Problem description |
Return the full listing, keeping every line exactly as it is.
# # # # # # #
PR #658, opened 2026-03-16
Add tests for EnsureRunning function in mockOrchestrator

th33k:
This pull request adds and improves tests for the `EnsureRunning` function in the orchestrator package, focusing on verifying its behavior under different container running states. It also updates the `mockOrchestrator` to better support these test scenarios.

**Testing improvements:**

* Added three new tests to `orchestrator_test.go` to verify `EnsureRunning` behavior when containers are already running, not running, and when starting containers fails.

**Test infrastructure updates:**

* Updated the `mockOrchestrator` struct to include a `checkRunningErr` field, allowing tests to simulate different running states. The `CheckRunningStatus` method now returns this error. [[1]](diffhunk://#diff-6d356b25a011945bcba430d963ba8f9428d637885ec25c246dc990d59d750217R19) [[2]](diffhunk://#diff-6d356b25a011945bcba430d963ba8f9428d637885ec25c246dc990d59d750217L55-R56)

### DIFF
--- a/internal/orchestrators/orchestrator_test.go
+++ b/internal/orchestrators/orchestrator_test.go
@@ -53,6 +53,7 @@ func (m *mockOrchestrator) ExecStreaming(_, _, _ string) error {
 }
 
 func (m *mockOrchestrator) CheckRunningStatus(_ config.Installation) error {
+	m.calls = append(m.calls, "CheckRunningStatus")
 	return m.checkRunningErr
 }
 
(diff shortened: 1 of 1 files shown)


cicalese (commented):
Looks good — the tests cover all three code paths through `EnsureRunning` and the mock change is clean. One minor suggestion:

`CheckRunningStatus` doesn't record the call in `m.calls`. For consistency with `Start`, `Stop`, etc., consider adding `m.calls = append(m.calls, "CheckRunningStatus")`. Then `TestEnsureRunningAlreadyRunning` could also assert that `CheckRunningStatus` *was* called, not just that `Start` wasn't.

th33k:
> Looks good — the tests cover all three code paths through `EnsureRunning` and the mock change is clean. One minor suggestion:
> 
> `CheckRunningStatus` doesn't record the call in `m.calls`. For consistency with `Start`, `Stop`, etc., consider adding `m.calls = append(m.calls, "CheckRunningStatus")`. Then `TestEnsureRunningAlreadyRunning` could also assert that `CheckRunningStatus` _was_ called, not just that `Start` wasn't.

@cicalese,

Thanks for the suggestion. I’ve updated `mockOrchestrator` to record `CheckRunningStatus` calls in `m.calls` for consistency. Also added an assertion in `TestEnsureRunningAlreadyRunning` to verify it’s being called.

cicalese (approved):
# # # # # # #
Finished exercise |
PR #658, opened 2026-03-16
Add tests for EnsureRunning function in mockOrchestrator

th33k:
This pull request adds and improves tests for the `EnsureRunning` function in the orchestrator package, focusing on verifying its behavior under different container running states. It also updates the `mockOrchestrator` to better support these test scenarios.

**Testing improvements:**

* Added three new tests to `orchestrator_test.go` to verify `EnsureRunning` behavior when containers are already running, not running, and when starting containers fails.

**Test infrastructure updates:**

* Updated the `mockOrchestrator` struct to include a `checkRunningErr` field, allowing tests to simulate different running states. The `CheckRunningStatus` method now returns this error. [[1]](diffhunk://#diff-6d356b25a011945bcba430d963ba8f9428d637885ec25c246dc990d59d750217R19) [[2]](diffhunk://#diff-6d356b25a011945bcba430d963ba8f9428d637885ec25c246dc990d59d750217L55-R56)

### DIFF
--- a/internal/orchestrators/orchestrator_test.go
+++ b/internal/orchestrators/orchestrator_test.go
@@ -53,6 +53,7 @@ func (m *mockOrchestrator) ExecStreaming(_, _, _ string) error {
 }
 
 func (m *mockOrchestrator) CheckRunningStatus(_ config.Installation) error {
+	m.calls = append(m.calls, "CheckRunningStatus")
 	return m.checkRunningErr
 }
 
(diff shortened: 1 of 1 files shown)


cicalese (commented):
Looks good — the tests cover all three code paths through `EnsureRunning` and the mock change is clean. One minor suggestion:

`CheckRunningStatus` doesn't record the call in `m.calls`. For consistency with `Start`, `Stop`, etc., consider adding `m.calls = append(m.calls, "CheckRunningStatus")`. Then `TestEnsureRunningAlreadyRunning` could also assert that `CheckRunningStatus` *was* called, not just that `Start` wasn't.

th33k:
> Looks good — the tests cover all three code paths through `EnsureRunning` and the mock change is clean. One minor suggestion:
> 
> `CheckRunningStatus` doesn't record the call in `m.calls`. For consistency with `Start`, `Stop`, etc., consider adding `m.calls = append(m.calls, "CheckRunningStatus")`. Then `TestEnsureRunningAlreadyRunning` could also assert that `CheckRunningStatus` _was_ called, not just that `Start` wasn't.

@cicalese,

Thanks for the suggestion. I’ve updated `mockOrchestrator` to record `CheckRunningStatus` calls in `m.calls` for consistency. Also added an assertion in `TestEnsureRunningAlreadyRunning` to verify it’s being called.

cicalese (approved):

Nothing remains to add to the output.